1915 Cyclone Board Track Racer

Manufactured in USA.

 

Engine # 1515A

 


Cyclone is a motorcycle that was manufactured by Joerns Motor Manufacturing Company located in St. Paul, Minnesota from 1912 through 1917. The Joerns MMC evolved from the Thiem Manufacturing Co., a long-established engine builder from 1903-11. Andrew Strand designed a new engine for the Cyclone, with a spoked forged-steel crankshaft, and a big-end running in three-rows of caged ¼-inch rollers. The crank was carried on four rows of caged rollers on the drive side, and two rows of self-aligning SKF ball bearings on the timing side. The connecting rods weighed a delicate 6 and 8 ounces for the plain and forked rods respectively, and the crankcase halves were machined with a mating lip, making it possible to assemble the bottom end with no shims for all those bearings, while maintaining a tight 0.001-inch crank end float. The cylinder barrels were deeply spigoted into the crankcase, and the combustion chamber was a very early ‘hemi,’ with huge 1 ¾-inch inlet and exhaust valves set at 70 degrees to each other. The singe overhead camshaft had no positive lubrication, but ran in a cast reservoir of oil, which could be refilled via a spring-loaded cap. The cam acted on rockers with a stirrup over the valve spring, which in theory, eliminated fore-and-aft loads to the valve stem. The camshafts and magneto were driven through long, elegant bevel drives, hidden within a shapely, rounded timing cover. The overall effect is strikingly beautiful.

The Cyclone’s technical specification made it the most advanced motorcycle engine built in America, and while the company built road machines, it’s racing that Cyclone is remembered for. In its debut year of 1913, factory development riders JA McNeil and Larry ‘Cave Man’ Fleckenstein were timed at 108 MPH in a Minneapolis motordrome. The next year, McNeil was timed at 111.1 MPH at the Omaha, Nebraska, board track, which was nearly 20 MPH faster than the internationally recognized world record of 93.48 MPH, held by Indian, and a 100 MPH mark timed by Lee Humiston on an Excelsior. Officials at the Federation of American Motorcyclists (FAM) simply could not accept the 111 MPH figure.

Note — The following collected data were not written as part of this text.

PR #847, opened 2019-12-29
Prevent showing the AC on word separators

predragnikolic:
Not all characters should trigger opening the auto complete panel.
This PR will remove `complete_all_chars` in favor of a more configurable setting `auto_complete_ignored_triggers`.

Before:
Note. the autocomplete opens as soon as I type `,` which is not desired in this case. Because I intended to enter a new line.
bad

After:
Note. the autocomplete will not open as soon as I type `,` which is desired in this case. Because I intended to enter a new line.
good

This issue was reported on discord as well.
2019-12-29-234134_738x314_scrot


plugin/completion.py
```diff
@@ -260,7 +255,10 @@ def do_request(self, prefix: str, locations: 'List[int]') -> None:
         if not client:
             return
 
-        if settings.complete_all_chars or self.is_after_trigger_character(locations[0]):
+        prev_point = locations[0] - 1 if locations[0] - 1 >= 0 else 0
+        prev_char = view.substr(prev_point)
+
+        if prev_char in self.trigger_chars or prev_char not in self.ignored_chars:
```
rwols: Perhaps we can keep the setting as it is, but change its behavior so that it only triggers for word characters. We already have a function for that: https://github.com/sublimelsp/LSP/blob/96e28970c48680d00141b88631feedcb9c141cf2/plugin/core/documents.py#L46-L51

```suggestion
        if prev_char in self.trigger_chars or (settings.complete_all_chars and position_is_word(self.view, prev_point)):
```

predragnikolic: I tried using `position_is_word` :) 
Here is what the problem is with that approach.

If I use:
```python
def do_request(self, prefix: str, locations: 'List[int]') -> None:
        ...
        if prev_char in self.trigger_chars or(settings.complete_all_chars and position_is_word(self.view, prev_point)):
```
and I have a file empty python file. (the cursor is `|`)
```python
| 
```
And I manually trigger the autocomplete.
I will get no completions.
But I expect to see completions.

Because the previous cursor character is not a trigger char
and the character under cursor is not a word. 

With this PR, as it is now, 
you will get completions suggestion for, import, assert, class, def, ... 

Second example:
Lets say we have a python file:

```
# there is one space between cursor and 1
if 2 > 1 |
```
And you manually trigger the autocomplete.
You will get will get no completions.
Because the previous cursor character is not a trigger char
and the character under cursor is not a word. 

With this PR as it is now, you will get completions suggestion for, and, is, in, not.

The problem is even if we have completions at some position, 
and that position is not in the trigger chars and not a word,
when we trigger the autocomplete manually, 
we will get no results.

The solution to that problem is that we need a flag, `is_autocomplte_manually` in the `do_request` function.
 And if it is manually triggered, we will send the completion request to the server,
regardless if the character under cursor is a:
- trigger char 
- or a word 
- or neither of both.

That means no matter the case, if the autocomplete was triggered manually, we should send a completion request.

But I don't know how to determine if autocomplete was trigger manually or not. 
Or to be more precise, 
I don't know how determine if the `on_query_command` was called by the user pressing `crtl+space` or by the plugin like in the on_modified() defined in `CompletionHandler` class.
```
    def on_modified(self) -> None:
        ...
        if self.committing:
            self.committing = False
            self.on_completion_inserted()
        else:
            if self.view.is_auto_complete_visible():
                if self.response_incomplete:
                    # debug('incomplete, triggering new completions')
                    self.view.run_command("hide_auto_complete") # this here will hide the autocomplete
                    sublime.set_timeout(self.run_auto_complete, 0) # this will trigger on_query_completion
```

So instead of asking what characters should trigger the autocomplete,
I ask the question what characters should not trigger the autocomplete.
That is the reason why I did it this way.

But If you know a way of how to determine if the autocomplete was triggered manually,
let me know :)

rwols: Good point about the manual autocomplete. Still, we should strive for no extra settings. Every view has a setting called `word_separators`, perhaps we can use that?

```
>>> view.settings().get("word_separators")
'./\\()"\'-:,.;<>~!@#$%^&*|+=[]{}`~?'
```

predragnikolic: I removed the `auto_complete_ignored_triggers` setting and brought back `complete_all_chars` (although I have nothing against removing that setting too).

I also tried to simplify the completion file,
there was a lot of logic there.
Hope people will understand it easily now.

I made sure that all functionality is still there, but this need to be tested. I tested it with, LSP-typescript, LSP-intelephense(with this server I tested the is_incomplete flag), pyls, LSP-json...

Everything seems ok, 
but I would not merge this, until I test this for a week of real usage.

rwols: There are already a bunch of completion tests. Run "UnitTesting: Test Current File" from the command palette when you've opened tests/test_completion.py to check and expand your work.

rwols:
I think e74b430 should be a separate pull request...

plugin/completion.py
predragnikolic: thanks for the tip

predragnikolic:
I opened a separate PR #851,
This PR will be on hold until #851 is done.

predragnikolic:
I changed the PR,
Basically all I want is to prevent showing the AC on word separators.

I have a suggestion to remove the `complete_all_chars` settings?
Setting it to `false` will send completion requests only after a trigger char. 
Which is not that useful, IMO. 

I didn't used `complete_all_chars` setting at all in this PR. 
I can add it back if you want,
but I would set `complete_all_chars` to `false` only if I want to disable completions entirely... 
On the other hand I can use`"disabled_capabilities": ["completion"],` if I really want that...

If you want, 
I can add `complete_all_chars` back.
If not, 
I can make a commit to remove it entirely, in favor of having `"disabled_capabilities": ["completion"]` if someone ever wanted to set `complete_all_chars` to `false`

plugin/completion.py
```diff
@@ -260,7 +256,14 @@ def do_request(self, prefix: str, locations: 'List[int]') -> None:
...
 
-        if settings.complete_all_chars or self.is_after_trigger_character(locations[0]):
+        prev_point = locations[0] - 1 if locations[0] - 1 >= 0 else 0
+        prev_char = view.substr(prev_point)
+
+        if (
+            settings.complete_all_chars or
+            prev_char in self.trigger_chars or
+            prev_char not in self.ignored_trigger_chars
+        ):
```
rwols: This looks strange:

a) If settings.complete_all_chars is true, then the expression in the if-statement is always true, right?
b) If settings.complete_all_chars is false, then the expression in the if-statement should only be true when prev_char in self.trigger_chars is true, but it is also true when prev_char not in self.ignored_trigger_chars, which is most of the time.

I don't think we even need self.ignored_trigger_chars:

```suggestion
    if prev_char in self.trigger_chars or (settings.complete_all_chars and prev_char not in self.view.settings().get("word_separators")):
```

This says: if the previous character is a trigger character, then do the completion dance, otherwise, if complete_all_chars is true and the previous character is not a word separator, do the completion dance.

plugin/completion.py
```diff
@@ -260,7 +256,14 @@ def do_request(self, prefix: str, locations: 'List[int]') -> None:
         if not client:
             return
 
-        if settings.complete_all_chars or self.is_after_trigger_character(locations[0]):
+        prev_point = locations[0] - 1 if locations[0] - 1 >= 0 else 0
```
rwols: Nitpick: you can use `prev_point = max(0, locations[0] - 1)` here.

predragnikolic: I dind't know that, I like it :D

predragnikolic:
Hello, last night I wanted to write the test in completions you asked for...
 
> Try to add an extra test in test_completion.py. The cursor is, for example, at a comma. Then trigger completions, and then check that no completion widget is visible

But to my surprise, when running `UnitTesting: Test Current file` when in `test_completion.py`. Sublime started to freeze each time I run the command. 

So I looked a bit and found the cause of it.
It is this commit 946165c73390035113419de3b0b51f2f1ea6c933
I merged the latest master into this branch locally, and than I experienced constant frezess when trying to run tests in `test_completion.py`

I think it has something to do with the `self.ready_lock` but I am not a thread expert.

rwols:
It is strange that I don’t experience this. But I will push a new commit tonight. This was also reported in the chat for eslint.

tomv564:
Just caught up on discord and saw you tested the comma trigger issue. It's only on ST4, right?

Did anyone from the ST team confirm why completions trigger more often? I would be careful to start fixing ST4 issues unless behaviour changes (like these) are confirmed (and explained why) by them. Perhaps we can ask their advice on filtering the requests (instead of burdening the user with configuring a setting).

There is also the `st4-exploration` branch that you can park these changes in and pick them over to master once you decide to officially support ST4.

rwols:
I was under the impression that this happened for ST3 too. If it's only for ST4 then we should defer these changes for later.

In any case, perhaps we can also solve this through the `auto_complete_selector` view setting, by adding more punctuation scopes (except for the ones that are trigger characters).

predragnikolic:
> Just caught up on discord and saw you tested the comma trigger issue. It's only on ST4, right?

I was also under the impression that this happened for ST3(but it is not). 
I am going to immediately close this PR,  because the completion  file will be  rewritten for the ST4.

ST3
Screenshot 2020-01-12 at 02 40 51

ST4
Screenshot 2020-01-12 at 02 41 19

rwols:
Perhaps we can salvage the PR by writing a test that verifies that no AC widget is open upon writing a comma character?

It would succeed in ST3, but fail in ST4 (on build 4061 at least), giving us a reminder to fix this.

Moral of the story: test-driven-development ;)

While its competitors were hardly tortoises, the Cyclone was certainly a hare, and didn’t always finish the important races it scorched. Weak points included the exhaust valve, valve stirrups, steel pistons, and the frames, with breakages common enough that few Cyclone board trackers still use their original chassis. The Joerns Manufacturing Co. was under-capitalized and barely managed to sell road machines; racing came first, and racing was very expensive. The cost of keeping a professional team going, and making improvements to the engine, were simply too much for Cyclone, which folded in 1916. Such was the company’s reputation that the tooling for the engine was passed through many hands in subsequent years, with the intention of resuming production, but this never happened. With more development money, or a merger with a larger company, OHC motorcycles might have been fixed in the American motorcycle scene 80 years before the V-Rod, but the Cyclone remained the sole production OHC V-twin built in America in the 20th Century.

This 1915 Cyclone was restored by Serge Bueno in Los Angeles, This Cyclone is unique in the world.